(Problem description): Find the lines below holding the word "instead" and copy each of them.

**********

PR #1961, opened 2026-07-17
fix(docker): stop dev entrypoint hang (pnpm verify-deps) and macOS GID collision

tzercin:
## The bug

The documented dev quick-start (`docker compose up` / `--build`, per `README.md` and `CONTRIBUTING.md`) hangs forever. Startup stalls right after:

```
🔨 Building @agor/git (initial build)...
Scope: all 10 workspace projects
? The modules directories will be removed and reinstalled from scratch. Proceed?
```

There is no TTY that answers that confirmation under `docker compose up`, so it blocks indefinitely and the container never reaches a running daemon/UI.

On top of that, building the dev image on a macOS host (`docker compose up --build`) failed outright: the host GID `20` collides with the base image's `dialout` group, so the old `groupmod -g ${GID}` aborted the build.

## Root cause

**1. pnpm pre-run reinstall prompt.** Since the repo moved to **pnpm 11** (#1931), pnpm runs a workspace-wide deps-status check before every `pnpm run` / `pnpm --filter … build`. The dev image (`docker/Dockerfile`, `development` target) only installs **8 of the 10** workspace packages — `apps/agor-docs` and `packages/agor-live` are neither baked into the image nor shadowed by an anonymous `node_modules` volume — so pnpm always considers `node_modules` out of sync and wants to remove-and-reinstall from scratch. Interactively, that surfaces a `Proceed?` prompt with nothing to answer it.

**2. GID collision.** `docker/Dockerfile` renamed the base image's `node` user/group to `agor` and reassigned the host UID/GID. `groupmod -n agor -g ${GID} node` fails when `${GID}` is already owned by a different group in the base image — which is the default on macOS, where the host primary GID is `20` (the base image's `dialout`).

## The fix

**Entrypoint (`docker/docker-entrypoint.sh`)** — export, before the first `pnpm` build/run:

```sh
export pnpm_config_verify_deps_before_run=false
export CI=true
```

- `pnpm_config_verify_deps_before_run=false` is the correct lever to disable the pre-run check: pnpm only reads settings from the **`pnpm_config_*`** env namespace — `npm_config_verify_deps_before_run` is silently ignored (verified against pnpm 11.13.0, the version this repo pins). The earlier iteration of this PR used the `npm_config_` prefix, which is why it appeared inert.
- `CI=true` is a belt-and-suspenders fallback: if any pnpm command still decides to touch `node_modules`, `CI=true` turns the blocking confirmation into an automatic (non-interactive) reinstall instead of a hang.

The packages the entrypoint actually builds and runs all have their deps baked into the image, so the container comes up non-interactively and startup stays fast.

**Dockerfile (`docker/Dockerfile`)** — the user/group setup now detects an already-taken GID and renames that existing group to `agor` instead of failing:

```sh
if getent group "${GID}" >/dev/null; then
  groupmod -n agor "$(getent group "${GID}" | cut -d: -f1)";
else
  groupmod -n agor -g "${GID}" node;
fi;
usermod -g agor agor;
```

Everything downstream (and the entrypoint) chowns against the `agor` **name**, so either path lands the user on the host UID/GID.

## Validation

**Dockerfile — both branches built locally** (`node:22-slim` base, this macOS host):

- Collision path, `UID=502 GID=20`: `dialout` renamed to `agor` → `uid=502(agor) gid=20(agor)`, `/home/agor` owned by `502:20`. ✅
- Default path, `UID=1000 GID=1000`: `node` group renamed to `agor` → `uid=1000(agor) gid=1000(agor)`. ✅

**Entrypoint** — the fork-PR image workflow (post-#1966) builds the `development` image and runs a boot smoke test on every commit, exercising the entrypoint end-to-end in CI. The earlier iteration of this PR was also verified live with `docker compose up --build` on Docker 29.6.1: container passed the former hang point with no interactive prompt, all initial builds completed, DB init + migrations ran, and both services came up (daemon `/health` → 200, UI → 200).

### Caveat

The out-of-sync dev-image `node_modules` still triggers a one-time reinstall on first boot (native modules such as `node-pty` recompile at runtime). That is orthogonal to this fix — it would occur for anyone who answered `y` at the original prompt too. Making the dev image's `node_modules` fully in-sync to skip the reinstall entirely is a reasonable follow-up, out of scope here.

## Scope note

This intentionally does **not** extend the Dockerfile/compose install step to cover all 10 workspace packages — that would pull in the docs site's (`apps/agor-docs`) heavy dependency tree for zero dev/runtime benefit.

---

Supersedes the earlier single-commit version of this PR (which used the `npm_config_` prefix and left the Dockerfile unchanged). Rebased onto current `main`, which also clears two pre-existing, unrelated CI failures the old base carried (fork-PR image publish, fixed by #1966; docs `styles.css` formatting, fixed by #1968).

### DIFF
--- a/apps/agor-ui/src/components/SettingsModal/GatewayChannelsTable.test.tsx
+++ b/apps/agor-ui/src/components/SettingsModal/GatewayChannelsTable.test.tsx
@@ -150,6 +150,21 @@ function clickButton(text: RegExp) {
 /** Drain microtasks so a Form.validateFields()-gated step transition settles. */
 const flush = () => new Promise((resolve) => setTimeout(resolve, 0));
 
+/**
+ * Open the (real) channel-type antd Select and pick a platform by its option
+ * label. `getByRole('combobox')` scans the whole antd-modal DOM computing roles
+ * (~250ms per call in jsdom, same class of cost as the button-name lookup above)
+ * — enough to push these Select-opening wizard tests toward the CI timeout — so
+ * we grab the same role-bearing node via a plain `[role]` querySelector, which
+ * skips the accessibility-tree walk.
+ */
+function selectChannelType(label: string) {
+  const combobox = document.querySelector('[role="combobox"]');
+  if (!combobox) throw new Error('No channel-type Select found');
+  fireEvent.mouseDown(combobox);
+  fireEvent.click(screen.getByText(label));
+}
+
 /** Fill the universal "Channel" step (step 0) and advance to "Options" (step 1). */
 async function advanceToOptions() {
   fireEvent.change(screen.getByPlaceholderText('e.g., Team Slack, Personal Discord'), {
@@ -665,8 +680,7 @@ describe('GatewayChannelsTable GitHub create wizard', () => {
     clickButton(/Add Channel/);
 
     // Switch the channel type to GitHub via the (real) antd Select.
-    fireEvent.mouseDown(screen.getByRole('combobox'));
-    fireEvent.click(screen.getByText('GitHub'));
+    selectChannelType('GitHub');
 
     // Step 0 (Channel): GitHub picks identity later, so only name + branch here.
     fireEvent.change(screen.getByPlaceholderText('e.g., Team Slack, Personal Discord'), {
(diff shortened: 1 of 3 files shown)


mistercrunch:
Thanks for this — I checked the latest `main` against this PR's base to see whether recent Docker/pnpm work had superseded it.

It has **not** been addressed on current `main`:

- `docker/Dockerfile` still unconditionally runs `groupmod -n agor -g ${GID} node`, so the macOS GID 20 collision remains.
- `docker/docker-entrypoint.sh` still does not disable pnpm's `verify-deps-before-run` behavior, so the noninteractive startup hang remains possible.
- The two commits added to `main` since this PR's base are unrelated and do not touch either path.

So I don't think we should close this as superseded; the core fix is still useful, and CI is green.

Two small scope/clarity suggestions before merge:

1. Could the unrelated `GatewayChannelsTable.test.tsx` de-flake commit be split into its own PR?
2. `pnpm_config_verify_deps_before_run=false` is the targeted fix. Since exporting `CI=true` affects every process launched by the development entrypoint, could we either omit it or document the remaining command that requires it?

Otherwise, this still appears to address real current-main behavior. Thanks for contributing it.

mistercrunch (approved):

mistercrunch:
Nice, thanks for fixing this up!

**********

(Exercise solution):
- `CI=true` is a belt-and-suspenders fallback: if any pnpm command still decides to touch `node_modules`, `CI=true` turns the blocking confirmation into an automatic (non-interactive) reinstall instead of a hang.
**Dockerfile (`docker/Dockerfile`)** — the user/group setup now detects an already-taken GID and renames that existing group to `agor` instead of failing:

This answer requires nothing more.